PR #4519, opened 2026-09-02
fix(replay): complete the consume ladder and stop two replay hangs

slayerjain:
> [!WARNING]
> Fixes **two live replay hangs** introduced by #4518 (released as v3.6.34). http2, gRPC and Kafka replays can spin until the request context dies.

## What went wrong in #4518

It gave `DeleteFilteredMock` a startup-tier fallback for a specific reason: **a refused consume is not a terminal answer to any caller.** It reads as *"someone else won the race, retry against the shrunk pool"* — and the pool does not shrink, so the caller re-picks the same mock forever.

• • • • •

## Directions for this task
Set down the lines of the listing above verbatim, first line through the line containing "## What went wrong in #4518", inclusive; add no other lines.

## Task result
PR #4519, opened 2026-09-02
fix(replay): complete the consume ladder and stop two replay hangs

slayerjain:
> [!WARNING]
> Fixes **two live replay hangs** introduced by #4518 (released as v3.6.34). http2, gRPC and Kafka replays can spin until the request context dies.

## What went wrong in #4518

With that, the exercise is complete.